**What is required:** The string "offset" may appear in lines of the data; report how many lines contain it, with no other output.

**Stored items:**
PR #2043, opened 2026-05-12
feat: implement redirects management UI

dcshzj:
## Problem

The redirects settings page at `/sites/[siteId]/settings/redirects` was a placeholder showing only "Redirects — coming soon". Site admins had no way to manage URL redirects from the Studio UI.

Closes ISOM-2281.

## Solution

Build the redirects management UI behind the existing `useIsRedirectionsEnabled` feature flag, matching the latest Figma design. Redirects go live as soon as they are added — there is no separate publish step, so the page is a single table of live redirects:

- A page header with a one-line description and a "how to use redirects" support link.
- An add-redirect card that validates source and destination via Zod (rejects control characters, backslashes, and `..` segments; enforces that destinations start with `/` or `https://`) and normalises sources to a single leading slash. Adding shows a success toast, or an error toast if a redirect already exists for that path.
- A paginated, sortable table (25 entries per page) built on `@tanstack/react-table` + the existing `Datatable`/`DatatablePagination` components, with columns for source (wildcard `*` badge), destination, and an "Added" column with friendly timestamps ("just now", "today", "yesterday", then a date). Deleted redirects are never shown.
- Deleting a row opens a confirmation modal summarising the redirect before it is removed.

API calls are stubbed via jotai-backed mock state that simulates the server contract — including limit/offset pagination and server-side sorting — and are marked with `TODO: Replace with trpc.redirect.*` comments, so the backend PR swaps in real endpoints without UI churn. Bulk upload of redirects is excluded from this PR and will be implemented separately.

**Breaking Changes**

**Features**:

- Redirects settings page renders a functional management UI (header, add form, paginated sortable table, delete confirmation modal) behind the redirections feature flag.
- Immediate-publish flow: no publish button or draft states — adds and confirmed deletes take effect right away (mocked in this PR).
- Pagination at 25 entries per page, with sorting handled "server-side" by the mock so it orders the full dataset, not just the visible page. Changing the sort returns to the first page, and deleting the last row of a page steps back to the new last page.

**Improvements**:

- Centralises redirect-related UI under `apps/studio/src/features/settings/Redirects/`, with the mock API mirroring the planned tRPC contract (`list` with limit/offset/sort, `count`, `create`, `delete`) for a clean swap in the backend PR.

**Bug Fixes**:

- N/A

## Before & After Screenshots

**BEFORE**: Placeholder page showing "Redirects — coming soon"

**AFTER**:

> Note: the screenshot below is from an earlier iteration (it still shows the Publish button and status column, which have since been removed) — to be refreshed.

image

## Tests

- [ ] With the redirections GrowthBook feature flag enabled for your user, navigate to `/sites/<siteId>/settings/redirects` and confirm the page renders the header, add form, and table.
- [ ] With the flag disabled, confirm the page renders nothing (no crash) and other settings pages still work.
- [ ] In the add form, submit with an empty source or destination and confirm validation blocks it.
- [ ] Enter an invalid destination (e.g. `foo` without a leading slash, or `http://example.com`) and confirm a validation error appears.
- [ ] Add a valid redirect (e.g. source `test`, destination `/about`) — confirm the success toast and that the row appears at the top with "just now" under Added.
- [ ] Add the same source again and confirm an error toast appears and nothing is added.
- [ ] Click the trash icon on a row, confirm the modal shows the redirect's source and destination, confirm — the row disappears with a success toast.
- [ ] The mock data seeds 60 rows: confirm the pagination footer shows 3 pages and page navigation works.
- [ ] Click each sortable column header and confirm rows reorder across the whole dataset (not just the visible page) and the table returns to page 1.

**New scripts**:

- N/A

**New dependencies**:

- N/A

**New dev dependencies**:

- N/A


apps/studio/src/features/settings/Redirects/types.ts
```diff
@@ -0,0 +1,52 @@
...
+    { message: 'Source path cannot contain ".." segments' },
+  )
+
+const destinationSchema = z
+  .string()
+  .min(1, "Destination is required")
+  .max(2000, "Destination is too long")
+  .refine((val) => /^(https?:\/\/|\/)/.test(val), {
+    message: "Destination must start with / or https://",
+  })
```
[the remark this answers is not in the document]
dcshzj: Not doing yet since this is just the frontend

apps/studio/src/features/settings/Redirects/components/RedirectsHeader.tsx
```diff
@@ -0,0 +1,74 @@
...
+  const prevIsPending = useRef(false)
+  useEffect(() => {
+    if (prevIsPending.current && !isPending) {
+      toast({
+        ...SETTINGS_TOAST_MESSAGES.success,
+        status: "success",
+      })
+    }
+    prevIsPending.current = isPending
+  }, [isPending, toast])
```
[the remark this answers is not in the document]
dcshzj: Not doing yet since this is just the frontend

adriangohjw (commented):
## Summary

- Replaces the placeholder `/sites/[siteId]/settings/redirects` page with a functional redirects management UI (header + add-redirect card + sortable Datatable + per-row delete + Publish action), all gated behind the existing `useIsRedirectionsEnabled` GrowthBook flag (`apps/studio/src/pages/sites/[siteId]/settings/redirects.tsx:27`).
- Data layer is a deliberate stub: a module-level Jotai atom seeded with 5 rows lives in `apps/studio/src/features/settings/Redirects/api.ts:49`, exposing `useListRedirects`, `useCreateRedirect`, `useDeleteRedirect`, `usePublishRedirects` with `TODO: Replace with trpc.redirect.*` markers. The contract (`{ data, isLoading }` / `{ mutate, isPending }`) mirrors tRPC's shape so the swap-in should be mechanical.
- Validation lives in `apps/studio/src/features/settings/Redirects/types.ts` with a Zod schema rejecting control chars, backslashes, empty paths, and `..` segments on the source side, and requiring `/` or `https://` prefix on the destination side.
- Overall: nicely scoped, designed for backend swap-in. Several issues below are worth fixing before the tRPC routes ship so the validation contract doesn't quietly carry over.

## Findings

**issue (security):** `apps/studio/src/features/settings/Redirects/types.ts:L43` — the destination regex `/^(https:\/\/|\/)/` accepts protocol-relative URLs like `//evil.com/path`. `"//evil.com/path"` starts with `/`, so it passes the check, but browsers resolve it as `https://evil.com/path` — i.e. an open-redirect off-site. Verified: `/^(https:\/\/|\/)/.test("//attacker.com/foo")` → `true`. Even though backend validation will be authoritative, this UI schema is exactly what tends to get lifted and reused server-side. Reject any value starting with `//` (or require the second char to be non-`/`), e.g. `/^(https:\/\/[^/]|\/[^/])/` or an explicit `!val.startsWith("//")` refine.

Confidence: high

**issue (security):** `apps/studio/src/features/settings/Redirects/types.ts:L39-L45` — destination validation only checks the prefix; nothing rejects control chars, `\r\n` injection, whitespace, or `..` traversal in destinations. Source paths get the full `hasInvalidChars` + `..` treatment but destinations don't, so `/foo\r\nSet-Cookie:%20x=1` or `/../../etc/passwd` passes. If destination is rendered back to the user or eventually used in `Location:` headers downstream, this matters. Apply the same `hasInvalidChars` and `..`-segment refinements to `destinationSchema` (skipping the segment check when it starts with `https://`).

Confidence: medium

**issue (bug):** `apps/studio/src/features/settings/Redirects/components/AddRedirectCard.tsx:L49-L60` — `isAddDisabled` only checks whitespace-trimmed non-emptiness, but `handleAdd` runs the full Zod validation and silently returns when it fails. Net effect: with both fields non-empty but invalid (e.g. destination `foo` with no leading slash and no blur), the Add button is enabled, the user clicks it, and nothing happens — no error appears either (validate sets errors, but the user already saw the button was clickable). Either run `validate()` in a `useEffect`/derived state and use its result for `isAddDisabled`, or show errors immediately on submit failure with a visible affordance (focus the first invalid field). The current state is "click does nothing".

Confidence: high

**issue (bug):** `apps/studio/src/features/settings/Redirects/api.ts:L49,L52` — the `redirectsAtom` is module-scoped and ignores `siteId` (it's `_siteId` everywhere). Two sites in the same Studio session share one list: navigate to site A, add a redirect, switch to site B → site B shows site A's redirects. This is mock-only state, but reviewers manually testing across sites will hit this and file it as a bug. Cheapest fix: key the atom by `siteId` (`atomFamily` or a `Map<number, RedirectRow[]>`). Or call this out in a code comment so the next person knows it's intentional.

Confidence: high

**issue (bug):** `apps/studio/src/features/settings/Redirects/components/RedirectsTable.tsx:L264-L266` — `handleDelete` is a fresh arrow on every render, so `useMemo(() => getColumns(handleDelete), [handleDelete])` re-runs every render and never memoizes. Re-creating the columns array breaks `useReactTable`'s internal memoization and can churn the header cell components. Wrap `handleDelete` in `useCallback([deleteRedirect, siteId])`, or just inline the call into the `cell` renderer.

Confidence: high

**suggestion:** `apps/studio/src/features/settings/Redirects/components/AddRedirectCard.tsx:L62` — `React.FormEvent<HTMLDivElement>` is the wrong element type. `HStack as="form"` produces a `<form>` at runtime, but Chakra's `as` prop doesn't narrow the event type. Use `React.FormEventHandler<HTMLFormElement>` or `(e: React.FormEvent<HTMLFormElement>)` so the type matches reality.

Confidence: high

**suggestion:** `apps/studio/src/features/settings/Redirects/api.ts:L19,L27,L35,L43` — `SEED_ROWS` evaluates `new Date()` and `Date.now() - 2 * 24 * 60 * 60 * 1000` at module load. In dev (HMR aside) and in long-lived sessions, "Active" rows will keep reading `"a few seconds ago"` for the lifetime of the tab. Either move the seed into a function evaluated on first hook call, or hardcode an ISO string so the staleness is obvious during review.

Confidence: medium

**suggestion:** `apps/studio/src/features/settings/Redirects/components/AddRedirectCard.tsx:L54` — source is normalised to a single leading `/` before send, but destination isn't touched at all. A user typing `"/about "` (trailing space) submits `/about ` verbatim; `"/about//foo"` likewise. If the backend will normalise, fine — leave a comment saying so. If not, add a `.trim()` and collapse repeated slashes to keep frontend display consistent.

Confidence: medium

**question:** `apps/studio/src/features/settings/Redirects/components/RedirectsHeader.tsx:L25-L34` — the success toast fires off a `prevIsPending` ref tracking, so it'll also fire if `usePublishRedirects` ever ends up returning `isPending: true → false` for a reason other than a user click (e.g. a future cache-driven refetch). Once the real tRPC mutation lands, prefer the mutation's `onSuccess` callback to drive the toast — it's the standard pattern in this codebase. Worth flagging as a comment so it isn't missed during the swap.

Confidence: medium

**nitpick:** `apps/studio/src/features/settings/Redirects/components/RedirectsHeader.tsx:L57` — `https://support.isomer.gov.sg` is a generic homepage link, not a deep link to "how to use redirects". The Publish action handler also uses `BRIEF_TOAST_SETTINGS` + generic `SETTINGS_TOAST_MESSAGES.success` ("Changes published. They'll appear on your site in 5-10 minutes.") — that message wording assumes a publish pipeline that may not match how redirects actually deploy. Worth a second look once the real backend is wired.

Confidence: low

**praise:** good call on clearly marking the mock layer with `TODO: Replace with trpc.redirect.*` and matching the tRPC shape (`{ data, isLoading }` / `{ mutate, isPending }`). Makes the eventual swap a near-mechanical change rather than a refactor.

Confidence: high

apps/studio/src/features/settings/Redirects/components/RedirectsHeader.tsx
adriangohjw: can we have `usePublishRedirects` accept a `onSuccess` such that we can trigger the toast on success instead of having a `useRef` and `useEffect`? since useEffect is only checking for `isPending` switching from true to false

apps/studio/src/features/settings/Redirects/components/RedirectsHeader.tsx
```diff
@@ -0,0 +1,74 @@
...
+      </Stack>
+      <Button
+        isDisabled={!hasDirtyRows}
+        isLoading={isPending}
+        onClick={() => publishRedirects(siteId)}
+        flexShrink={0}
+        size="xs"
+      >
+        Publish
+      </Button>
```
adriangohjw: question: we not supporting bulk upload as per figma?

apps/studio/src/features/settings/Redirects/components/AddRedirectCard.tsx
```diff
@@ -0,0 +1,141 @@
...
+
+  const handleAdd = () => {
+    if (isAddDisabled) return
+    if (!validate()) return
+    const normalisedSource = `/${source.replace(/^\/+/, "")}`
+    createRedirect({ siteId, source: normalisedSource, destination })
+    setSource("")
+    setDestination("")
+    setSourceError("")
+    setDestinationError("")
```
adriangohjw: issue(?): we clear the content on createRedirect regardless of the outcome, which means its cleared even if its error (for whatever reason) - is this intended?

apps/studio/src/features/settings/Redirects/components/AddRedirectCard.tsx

**Answer box:** 2